**EXERCISE REQUIREMENTS:** When a line in the records contains the string "example", copy that line.

START DATA TO EXAMINE

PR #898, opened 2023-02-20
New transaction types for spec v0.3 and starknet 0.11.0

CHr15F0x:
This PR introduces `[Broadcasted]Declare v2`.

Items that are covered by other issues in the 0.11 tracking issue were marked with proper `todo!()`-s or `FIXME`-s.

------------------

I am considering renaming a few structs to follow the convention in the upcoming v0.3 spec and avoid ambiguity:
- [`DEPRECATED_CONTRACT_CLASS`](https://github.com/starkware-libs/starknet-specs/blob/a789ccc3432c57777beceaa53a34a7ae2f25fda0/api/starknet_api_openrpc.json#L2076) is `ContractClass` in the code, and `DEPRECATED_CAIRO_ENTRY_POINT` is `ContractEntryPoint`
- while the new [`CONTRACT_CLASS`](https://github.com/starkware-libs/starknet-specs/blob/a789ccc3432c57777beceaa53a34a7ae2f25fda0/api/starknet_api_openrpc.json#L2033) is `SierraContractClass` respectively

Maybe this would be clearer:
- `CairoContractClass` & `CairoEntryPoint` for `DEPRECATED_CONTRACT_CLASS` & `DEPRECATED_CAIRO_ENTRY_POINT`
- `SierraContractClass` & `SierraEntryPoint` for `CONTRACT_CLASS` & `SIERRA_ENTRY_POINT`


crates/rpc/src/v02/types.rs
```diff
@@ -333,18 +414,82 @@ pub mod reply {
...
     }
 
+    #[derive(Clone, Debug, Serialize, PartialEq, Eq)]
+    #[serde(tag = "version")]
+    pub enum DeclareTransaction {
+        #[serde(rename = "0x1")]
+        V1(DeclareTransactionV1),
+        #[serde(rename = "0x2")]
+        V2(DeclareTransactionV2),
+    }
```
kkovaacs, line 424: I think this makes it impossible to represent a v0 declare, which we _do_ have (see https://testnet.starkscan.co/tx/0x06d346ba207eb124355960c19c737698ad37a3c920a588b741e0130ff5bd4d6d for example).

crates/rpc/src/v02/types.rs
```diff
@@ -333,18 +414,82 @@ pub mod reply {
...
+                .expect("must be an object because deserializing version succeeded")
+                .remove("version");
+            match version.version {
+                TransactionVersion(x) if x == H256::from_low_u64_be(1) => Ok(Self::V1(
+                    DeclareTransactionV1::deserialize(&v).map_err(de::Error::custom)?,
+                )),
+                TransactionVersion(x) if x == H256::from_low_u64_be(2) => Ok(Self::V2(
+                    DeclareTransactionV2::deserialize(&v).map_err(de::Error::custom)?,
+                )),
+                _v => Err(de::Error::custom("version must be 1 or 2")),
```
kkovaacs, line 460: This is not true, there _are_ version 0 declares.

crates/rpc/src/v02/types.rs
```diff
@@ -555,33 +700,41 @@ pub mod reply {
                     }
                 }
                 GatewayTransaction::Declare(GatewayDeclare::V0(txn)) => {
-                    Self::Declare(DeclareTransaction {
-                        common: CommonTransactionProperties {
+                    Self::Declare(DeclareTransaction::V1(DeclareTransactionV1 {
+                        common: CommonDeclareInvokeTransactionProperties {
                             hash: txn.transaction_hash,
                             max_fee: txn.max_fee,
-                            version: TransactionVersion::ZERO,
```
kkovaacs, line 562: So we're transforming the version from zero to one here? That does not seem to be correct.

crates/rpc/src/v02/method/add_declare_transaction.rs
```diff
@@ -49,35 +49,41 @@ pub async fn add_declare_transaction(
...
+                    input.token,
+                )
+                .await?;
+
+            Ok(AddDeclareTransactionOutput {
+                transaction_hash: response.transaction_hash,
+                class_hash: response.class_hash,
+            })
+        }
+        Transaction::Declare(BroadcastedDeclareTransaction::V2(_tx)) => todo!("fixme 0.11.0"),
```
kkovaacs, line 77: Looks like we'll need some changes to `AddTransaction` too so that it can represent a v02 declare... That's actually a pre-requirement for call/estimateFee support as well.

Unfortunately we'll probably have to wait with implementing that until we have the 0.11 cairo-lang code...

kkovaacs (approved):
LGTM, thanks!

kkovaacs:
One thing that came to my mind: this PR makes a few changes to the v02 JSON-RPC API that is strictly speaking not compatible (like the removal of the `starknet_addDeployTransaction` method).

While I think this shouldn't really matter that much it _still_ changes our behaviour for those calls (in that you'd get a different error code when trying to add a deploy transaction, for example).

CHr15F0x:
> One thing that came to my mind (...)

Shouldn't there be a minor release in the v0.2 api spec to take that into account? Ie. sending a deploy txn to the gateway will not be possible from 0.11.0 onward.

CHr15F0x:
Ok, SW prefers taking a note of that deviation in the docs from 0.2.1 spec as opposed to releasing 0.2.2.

END DATA TO EXAMINE

**TASK OUTPUT:**
kkovaacs, line 424: I think this makes it impossible to represent a v0 declare, which we _do_ have (see https://testnet.starkscan.co/tx/0x06d346ba207eb124355960c19c737698ad37a3c920a588b741e0130ff5bd4d6d for example).
While I think this shouldn't really matter that much it _still_ changes our behaviour for those calls (in that you'd get a different error code when trying to add a deploy transaction, for example).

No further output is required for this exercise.